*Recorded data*
PR #8308, opened 2026-04-21
fix ImplicitTemplateRedefinition warning and prevent them from reoccurring

tersec:
```
nimbus-eth2/beacon_chain/spec/helpers_el.nim(37, 7) Warning: template 'bid' is implicitly redefined; this is deprecated, add an explicit .redefine pragma [ImplicitTemplateRedefinition]
```


ahshum (approved):
Thanks I was also fixing this.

*ASSIGNED TASK*
Print every record above exactly as written.

*SOLUTION FOR THIS EXERCISE*
PR #8308, opened 2026-04-21
fix ImplicitTemplateRedefinition warning and prevent them from reoccurring

tersec:
```
nimbus-eth2/beacon_chain/spec/helpers_el.nim(37, 7) Warning: template 'bid' is implicitly redefined; this is deprecated, add an explicit .redefine pragma [ImplicitTemplateRedefinition]
```


ahshum (approved):
Thanks I was also fixing this.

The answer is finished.